3. Further to the insulating question. If I am going to go ahead with insulating the walls, I realize it would be a waste to not do the roof at the same time. The garage is open to the roof with loose boards laid over beams to make a makeshift ceiling/storage area. I don't want to lose storage space above the "ceiling" by closing it off. Will insulating the ceiling trusses be enough? Keep in mind I'm not winterizing it - I just want to keep it more comfortable to work in during the winter & summer.
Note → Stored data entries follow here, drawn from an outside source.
PR #2866, opened 2024-02-20
[ODL 8]: Deprecate `KeyComparisonGeneratesFilterQuery` and set default to `true`.

habbes:
### Issues

Partially addresses #2208 

### Description

- Marks the `DataServiceContext.KeyComparisonGeneratesFilterQuery` property as deprecated for removal in the next major release. This property was added to avoid breaking changes when we made Where clause generate a `$filter` query even when the predicate was only a key lookup.
- Changes the default value of the property from `false` to `true`.

- [x] *Test cases added*

### DIFF
--- a/src/Microsoft.OData.Client/DataServiceContext.cs
+++ b/src/Microsoft.OData.Client/DataServiceContext.cs
@@ -288,7 +288,7 @@ namespace Microsoft.OData.Client
             this.httpStack = HttpStack.Auto;
             this.UsingDataServiceCollection = false;
             this.UsePostTunneling = false;
-            this.keyComparisonGeneratesFilterQuery = false;
+            this.keyComparisonGeneratesFilterQuery = true;
             this.deleteLinkUriOption = DeleteLinkUriOption.IdQueryParam;
         }
 
@@ -696,8 +696,10 @@ namespace Microsoft.OData.Client
         public virtual bool EnableWritingODataAnnotationWithoutPrefix { get; set; }
 
         /// <summary>
-        /// Indicates whether a Where clause that just compares the key property generates a $filter query option.
+        /// When true, a Where clause that just compares the key property generates a $filter query option, otherwise a key segment is generated.
+        /// The default value is true.
         /// </summary>
+        [Obsolete("This property will be removed in a future major release.")]
         public virtual bool KeyComparisonGeneratesFilterQuery
         {
             get { return this.keyComparisonGeneratesFilterQuery; }
--- a/src/Microsoft.OData.Client/DataServiceContext.cs
+++ b/src/Microsoft.OData.Client/DataServiceContext.cs
@@ -696,7 +696,7 @@ namespace Microsoft.OData.Client
         public virtual bool EnableWritingODataAnnotationWithoutPrefix { get; set; }
 
         /// <summary>
-        /// When true, a Where clause that just compares the key property generates a $filter query option, otherwise a key segment is generated.
+        /// When true, a Where clause that has only the key property in the predicate generates a $filter query option, otherwise a key segment is generated.
         /// The default value is true.
         /// </summary>
         [Obsolete("This property will be removed in a future major release.")]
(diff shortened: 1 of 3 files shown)


test/EndToEndTests/Tests/Client/AsynchronousTests/AsynchronousQueryTests.cs
```diff
@@ -1323,6 +1323,8 @@ public void Linq_Where_GreaterThan()
         public void Linq_Where_Generates_Filter_When_KeyComparisonGeneratesFilterQuery_Is_True()
         {
             var context = this.CreateWrappedContext<DefaultContainer>().Context;
+            // By default context.KeyComparisonGeneratesFilterQuery = true;
+            // So we don't need to set it
```
KenitoInc, line 1327: Remove line 1328

KenitoInc (commented):
Minor comment
Otherwise LGTM

test/EndToEndTests/Tests/Client/AsynchronousTests/AsynchronousQueryTests.cs
habbes: Thanks. I thought I had.

KenitoInc (approved):

ElizabethOkerio (approved):

src/Microsoft.OData.Client/DataServiceContext.cs
```diff
@@ -696,8 +696,10 @@ public virtual EntityTracker EntityTracker
         public virtual bool EnableWritingODataAnnotationWithoutPrefix { get; set; }
 
         /// <summary>
-        /// Indicates whether a Where clause that just compares the key property generates a $filter query option.
+        /// When true, a Where clause that just compares the key property generates a $filter query option, otherwise a key segment is generated.
```
gathogojr, line 699:
```suggestion
        /// When true, a Where clause that has only the key property in the predicate generates a $filter query option, otherwise a key segment is generated.
```

test/EndToEndTests/Tests/Client/AsynchronousTests/AsynchronousQueryTests.cs
```diff
@@ -1323,7 +1323,8 @@ public void Linq_Where_GreaterThan()
         public void Linq_Where_Generates_Filter_When_KeyComparisonGeneratesFilterQuery_Is_True()
         {
             var context = this.CreateWrappedContext<DefaultContainer>().Context;
-            context.KeyComparisonGeneratesFilterQuery = true;
+            // By default context.KeyComparisonGeneratesFilterQuery = true;
+            // So we don't need to set it
```
gathogojr, line 1327: Remove the two comments. I don't think they're necessary

test/FunctionalTests/Microsoft.OData.Client.Tests/DataServiceContextTests.cs
```diff
@@ -0,0 +1,14 @@
+﻿using Xunit;
+
+namespace Microsoft.OData.Client.Tests
+{
+    public class DataServiceContextTests
+    {
+        [Fact]
+        public void KeyComparisonGeneratesFilterQuery_Defaults_To_True()
```
gathogojr, line 8: You couldn't find a home for this 1 test where other tests for `DataServiceContext` are domiciled?

gathogojr (approved):
Left a few comments, otherwise LGTM

test/FunctionalTests/Microsoft.OData.Client.Tests/DataServiceContextTests.cs
habbes: The other `DataServiceContext`-related tests are in the E2E tests. I thought it would be good to have some coverage in the unit tests as well but didn't find a relevant class, so I created one.

gathogojr (approved):

KenitoInc (approved):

4. Also, any tips, suggestions or ideas on how best to set up the shop. I realize everyone has their own preferences, it's just that I am working with a blank slate here and would love to hear ideas from others on how they have or would set up a shop if they had the opportunity I'm getting.

I am thankful for any and all suggestions for my questions above and I know pictures would help but I won't have the opportunity to take any until March 27th (the closing date).


----------



## jwatkins (Jan 5, 2006)

Definatly insulate that shop!! I bought my house last fall didnt insulate and was miserable all winter. This summer I insulated walls and ceiling and am loving it a comfortable 55*. I also have storage in my attic above so i just used wall insulatin r-19 i think. Isnt as efficient as other stuff but does the job good enough.
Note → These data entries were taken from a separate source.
PR #2869, opened 2024-02-20
[ODL 8]: Merge JsonReader interfaces into one

### LINKED ISSUE #2435: Merge default Json reader synchronous and asynchronous interfaces
Merge default Json reader synchronous and asynchronous interfaces. Approach taken during implementation of the async API was intended to prevent a breaking change.
- Merge `IJsonReader` and `IJsonReaderAsync` interfaces
- Merge `IJsonReaderFactory` and `IJsonReaderFactoryAsync` interfaces
- Merge `IJsonStreamReader` and `IJsonStreamReaderAsync` interfaces

### Assemblies affected

Microsoft.OData.Core 7.x*

### Reproduce steps

N/A

### Expected result

N/A

### Actual result

N/A

habbes:
### Issues

*This pull request fixes #2435 *

### Description

- Merges `IJsonReader`, `IJsonReaderAsync`, `IJsonStreamReader`, `IJsonStreamReaderAsync` into a single `IJsonReader` interface. I updated internal classes and tests to reflect this.
- We had scenarios where we would check whether the `IJsonReader` implements `IStreamReader` and if it does, we create a read stream, otherwise we read the contents into an in-memory stream as a fallback. Since we're not guaranteed that `IJsonReader` has the streaming APIs, there's no need to perform these fallbacks so I removed them.
- Implements `IAsyncDisposable` on `JsonReader` class. I did this mostly for completeness and consistency with the writer class since the `JsonReader.DisposeAsync()` method doesn't perform any I/O or async operation.
- Changed `IJsonReader.Value` property into `IJsonReader.GetValue()` method. Since the property actually performed I/O, it made more sense as a method than a property. It also closely mirrors the async counterpart `GetValueAsync` now.

- [x] *Test cases added*


habbes:
Closed because CI pipeline seems messed up as a result of targeting the wrong branch when I created the PR

PR #2870, opened 2024-02-20
[ODL 8]: Merge JsonReader interfaces into one

### LINKED ISSUE #2435: Merge default Json reader synchronous and asynchronous interfaces

habbes:
### Issues

*This pull request fixes #2435 *

### Description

If you are planning on putting peg board up so you can hang stuff. I found out its best to figure out how much shelving peg board, ect youll need then put 7/16plywood where you need alot of support. I used plywwod for the first 8' then sheetrock for the last 2'. Worked out perfect for my shelves that are 2' below the ceiling.
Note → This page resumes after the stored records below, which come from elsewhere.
Issue #2822, opened 2023-12-01
Consider making ODataUtf8JsonWriter the default JsonWriter


habbes:
Since `ODataUtf8JsonWriter` has better performance and uses less memory, we should consider using its implementation as out default JsonWriter. However, before we do that, it should implement all the features of the default JsonWriter, namely `IJsonStreamWriter`: #2422

gathogojr:
Fixed by https://github.com/OData/odata.net/pull/2980

PR #2874, opened 2024-02-22
IJsonWriterFactory.CreateJsonWriter method to accept Stream instead of TextWriter

### LINKED ISSUE #2821: JsonWriter factories should accept `Stream` instead of `TextWriter`.
We have two interfaces for creating JsonWriter, `IJsonWriterFactory` that accepts an `TextWriter` for the output, and an `IJsonStreamBasedWriter` that accepts a `Stream`. The latter was created because we need to support passing a `Stream` without introduce breaking changes. But passing a stream makes more sense generally, if the implementation uses a TextWriter, it can wrap one on top of the stream. So we only need one interface. We can remove unnecessary interfaces in a future major release.

### Assemblies affected

### Reproduce steps

### Expected result

### Actual result

*What is actually happening.*

### Additional detail

gathogojr:
### Issues

*This pull request fixes #2821.*

### Description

Another big thing is build a bench thats TUFF. I made one of mine about 3' deep and about 42" off the groung with a 1/4 steel plate on top so it can take a beating. Hope that helps. GoodLuck:thumbsup:


----------



## Robie (Feb 25, 2005)

I'd make sure my TS, jointer, planer and lumber storage were in-line with the garage door. You want to be able to move everything right out of your truck and into/onto your equipment. Swinging a 16' piece of lumber, hitting everything in sight gets old.
My garage doors are wired to a dedicated light switch so the power can be turned off to them. After I know I'm in for the night, the power is turned off to the doors. 
I'd also go with plywood 8' up. I hate pegboard.
I'd also go with metal grates on the windows. My garage is attached and the entire dwelling is wired for home security. EVERY single door and window has a sensor along with a few motion and sound detectors. If I didn't have the security, the garage windows would definately have metal grates.
I'd run 220 out there...compressors, welders, etc.
A few 110 outlets on the ceiling is convenient.
Don't know how carried away you want to get, but if you plan on painting the floor, do it now with a quality expoxy/paint before any equipment gets in.
All kinds of other stuff, but I'm running late this morning.


----------



## kenvest (Sep 27, 2005)

attic space is nice...


----------



## MinConst (Oct 16, 2004)

Drop cords from the ceiling. Be sure to layout any saws, planners, etc so the work will flow between them. Try and make all tables the same height as your machinery as they can be used for supports between machines. Seeing you do decks make sure to setup lumber storage so it is easy to get to and near where you will use it first.
I'm jealous, fun setting it up. The insulation goes without saying. Dust collection is a nice thing to have. Maybe a skylight for natural light.


----------



## DecksEtc (Oct 27, 2004)

Thanks for the tips thus far. Keep them coming! :thumbsup:

A lot of the ideas given are things I was thinking of doing - the confirmation is nice to have. I plan on putting my two existing work benches on the side away from the garage door. Sounds like I'll be going with plywood over the insulation that way I don't have to worry about hitting the walls and putting holes in the drywall. Plus, the height to the existing "ceiling" is about 8' so I'll probably fore-go drywall altogether. I have a dust collection system I am going to recycle from my Dad's basement and an industrial size belt drive table saw (on wheels) that I cannot wait to get into the new shop.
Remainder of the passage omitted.